This dissertation develops new empirical methods that inform two questions in energy policy: How will locations of photovoltaic (PV) systems affect the the need for flexible resources in power systems? And how much energy is currently being conserved by varying set point schedules in residential households?

Chapters 2

amp; 3 focus on the first question regarding the siting of PV systems.Chapter 2 presents, fits, and validates a model of variability and uncertainty in PV generation that is useful for estimating the future needs of flexibility in power systems. I call this the ``volatility state model'', due to its reliance on latent states that I refer to as volatility states. Specifically, the model (a) accounts for spatial correlation, (b) predicts metrics of variability and uncertainty that are directly relevant to grid operation and planning, and (c) predicts boundaries on distribution tails that are consistent with observed data.

I find that PV variability distributions are roughly Gaussian after conditioning on volatility states, which is helpful for finding the degree of spatial smoothing. I also propose a method for simulating volatility states that results in a very good upper bound for the probability of extreme events. Therefore the model can be used as a tool for planning additional reserve capacity requirements to balance solar variability from yet-to-be-built systems.

Chapter 3, applies the volatility state model to predict the need for reserve generation---load following and regulation---in California under different locational scenarios for PV. I find that clustering PV into small areas exacerbates the need for reserves, resulting primarily from the spatial correlation of hourly forecast errors. The benefits of dispersion diminish, and they can be saturated with a relatively small number of large utility-scale systems: 25, 500 MW systems. However, these systems need to be adequately separated, which has implications for the construction costs of transmission needed to reach them.I also identify trade-offs between locations that minimize variability and uncertainty and locations that maximize energy or capacity value. The largest trade off in California is actually between energy and capacity value: areas of the state with the greatest energy resource tend to be cloudy on summer afternoons, when peak demand---driven by air conditioning---tends to be greatest.

In Chapter 4, I explore the ability of statistical models fit to AMI data---which I refer to as ``utility meter models''---to predict the largest end use of electricity in residential homes: heating, ventilation, and air conditioning (HVAC). Specifically, I evaluate models' abilities to predict of the timing of HVAC use, the efficiency of operation, and the amount of energy consumed. I begin by presenting a general utility meter model; our goals is to create a form that (a) directly relates to physical models of heat dynamics in buildings, and (b) encompasses utility meter models already in the literature. I then fit and validate multiple variations of this model---some similar to those in literature, and some of our own device---using data from air conditioners, thermostats, and residential electricity sub-meters. I test four specific aspects of the general model: whether to use daily or hourly data, whether to allow expected energy use to be discontinuous with respect to outdoor temperature, whether to use binary latent states to classify when HVAC is on, and which probability distribution shape to assume for model disturbances.

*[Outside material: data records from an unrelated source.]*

PR #780, opened 2026-02-17
fix: stop Socket.IO reconnect thrashing on effect re-runs

### LINKED ISSUE #756: bug: Socket.IO reconnect thrashing — 118 connect/disconnect events in 50 seconds
## Description

A single user session generated **118 socket connect/disconnect events** between 12:44:27 and 12:45:22 (~55 seconds). All three namespaces (monitoring, llm, remediation) disconnect and reconnect **in lockstep every 1-2 seconds**.

This is consistent with a frontend pattern that tears down and recreates socket connections on every route change, or a \`useEffect\` with incorrect dependency arrays that causes socket reconnection on every render.

Each reconnect also triggers a burst of HTTP API calls (harbor/enabled, remediation/actions, settings), causing **"premature close" errors (51 occurrences)** when old requests are aborted mid-flight.

## Steps to Reproduce

1. Open the dashboard
2. Navigate between pages rapidly
3. Monitor backend logs for socket connect/disconnect events
4. Observe: sockets disconnect and reconnect on every navigation

## Expected Behavior

- Socket connections should persist across route changes
- Sockets should only disconnect on page unload or explicit logout

## Actual Behavior

- 118 connect/disconnect events in 50 seconds from a single user
- All 3 namespaces thrash in lockstep
- Each reconnect triggers redundant API calls
- 51 "premature close" errors from aborted in-flight requests

## Root Cause

Socket connection lifecycle is tied to component mount/unmount rather than persisting at the app level. Likely a \`useEffect\` in a socket provider that reconnects when route/component changes.

## Affected Files

- \`frontend/src/\` (socket provider/hooks: socket connection lifecycle needs to be lifted to app-level provider that persists across route changes)

## Suggested Fix

1. Move socket connections to an app-level provider (above the router) that creates connections once on mount
2. Use refs instead of state for socket instances to prevent re-renders triggering reconnections
3. Ensure \`useEffect\` cleanup only disconnects on app unmount, not route changes
4. Consider a connection manager singleton pattern

## Priority

**P1 - High**: Causes massive unnecessary load (118 reconnections + cascading API calls), "premature close" errors, and poor user experience. Directly contributes to backend instability.

## Environment

- Project: ai-portainer-dashboard v2.0.0
- Branch: \`dev\`

laboef1900:
## Summary

Closes #756

Two root causes fixed:

**1. socket-provider.tsx: cleanup disconnecting all sockets on every effect re-run**

The cleanup function called `socket.disconnect()` on every effect cleanup — which runs any time `isAuthenticated`, `token`, or `potatoMode` changes. This tore down all three WebSocket connections simultaneously, then the new effect run created fresh ones, racing with socket.io's own reconnection timers.

Fix: cleanup only removes event listeners (`s.off(...)`). Sockets are only explicitly disconnected on logout (`isAuthenticated` becomes false via `disconnectAll()`). Socket.io handles reconnection automatically.

**2. socket.ts: getNamespaceSocket() replacing in-flight reconnecting sockets**

`getNamespaceSocket()` checked `existing?.connected` and deleted disconnected sockets from cache, immediately creating new ones. When a socket was in the middle of its reconnection backoff, this created a second socket racing with the first, and reset the backoff timer on every cycle.

Fix: return the existing socket regardless of connection state — it will reconnect on its own. Only evict from cache on `'io client disconnect'` (explicit client-initiated), not on `'transport close'` or `'io server disconnect'` (transient errors). Added `reconnectionDelayMax: 30_000` and `randomizationFactor: 0.5` for proper exponential backoff with jitter.

## Test plan

- [x] `cd frontend && npx vitest run src/lib/socket.test.ts src/providers/socket-provider.test.tsx` — 16 tests pass
- [x] `npm run typecheck -w frontend` — no type errors
- New test: "reuses disconnected socket for same namespace+token (avoids thrashing)"
- New test: "does not disconnect sockets when effect re-runs (no thrashing)"
- New test: "calls disconnectAll on logout"

### DIFF
--- a/frontend/src/lib/socket.test.ts
+++ b/frontend/src/lib/socket.test.ts
@@ -44,6 +44,13 @@ describe('socket singleton', () => {
       expect(mockIo).toHaveBeenCalledTimes(1);
       expect(socket).toBeDefined();
     });
+
+    it('reuses existing main socket on subsequent calls', () => {
+      const socket1 = getSocket('token-1');
+      const socket2 = getSocket('token-1');
+      expect(socket1).toBe(socket2);
+      expect(mockIo).toHaveBeenCalledTimes(1);
+    });
   });
 
   describe('getNamespaceSocket', () => {
@@ -55,13 +62,22 @@ describe('socket singleton', () => {
 
     it('reuses connected socket for same namespace+token', () => {
       const socket1 = getNamespaceSocket('monitoring', 'token-1');
-      // Simulate connected state
       (socket1 as any).connected = true;
 
       const socket2 = getNamespaceSocket('monitoring', 'token-1');
-      // Should return same socket, not create new one
       expect(socket2).toBe(socket1);
-      // io should only have been called once
+      expect(mockIo).toHaveBeenCalledTimes(1);
+    });
+
+    it('reuses disconnected socket for same namespace+token (avoids thrashing)', () => {
+      // Socket.io reconnects automatically — we must not replace it with a new
+      // instance just because it is temporarily disconnected, otherwise we race
+      // with its built-in reconnection timer.
+      const socket1 = getNamespaceSocket('monitoring', 'token-1');
+      (socket1 as any).connected = false;
+
+      const socket2 = getNamespaceSocket('monitoring', 'token-1');
+      expect(socket2).toBe(socket1);
       expect(mockIo).toHaveBeenCalledTimes(1);
     });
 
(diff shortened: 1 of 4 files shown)


laboef1900:
## Automated PR Review

**Verdict: COMMENT** :mag:

### Summary
Excellent fix for Socket.IO reconnect thrashing. The two root causes are correctly identified and surgically fixed: (1) cleanup disconnecting all sockets on every React effect re-run, and (2) replacing in-flight reconnecting sockets. The fix is minimal and well-tested with 3 new tests. CI is fully green.

### Findings

| # | Severity | File | Line(s) | Finding |
|---|----------|------|---------|---------|
| 1 | INFO | `socket.ts` | 17 | **`getSocket` no longer checks `connected` state**: Previously returned cached socket only when connected. Now returns it regardless. This means if the main socket's token is stale (e.g., after a token refresh), it will continue using the old socket. However, since the socket's `auth` option is set at creation time and socket.io sends the auth on reconnect, this should be fine as long as the token doesn't change. If the token does change, `disconnectAll()` is called on logout which clears the cache. **No fix needed.** |
| 2 | INFO | `socket-provider.tsx` | 48-55 | **Splitting connected state into separate `useState`**: The `connected` boolean is now a separate state from the socket references. This avoids unnecessary re-renders from the socket objects themselves when only the connection status changes. Good optimization. **No fix needed.** |

### Fixes Applied
None required -- the fix is correct, minimal, and well-tested.

---
:robot: Reviewed by PR Reviewer Agent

I find a large benefit to combining models fit to daily and hourly data;

models perform best when days that are classified as without HVAC energy use cannot contain hours that are classified with HVAC. I also find that the distribution shape assumed for model disturbances greatly affects model classifications and parameters; where kernel density estimates for these distributions outperform the traditional normal distributions. Finally, I find that applying a post-fitting process that disaggregates model residuals---attributing part to HVAC and part to other end uses---increases estimations of cooling energy use.

Concluding chapter 4, I attempt to recover indoor temperature dynamics in homes metered by AMI. Though our models do not estimate these dynamics endogenously, I can infer them using out model outputs: the building is likely heating when estimated cooling energy use is less than that required to maintain a steady state, and vice versa. I find that I can infer intra-day changes in temperature well, and inter-day changes in temperature weakly.

Chapter 4 lays the groundwork for a future study, in which I hope to estimate the thermostat set point schedules of a large sample of households metered by AMI. This future work will provide an important empirical estimate of the energy currently being saved as a result of variable set point schedules.

It will also provide an important behavioral baseline for the current practices of consumers; the results of energy efficiency or demand response programs should be measured against this baseline.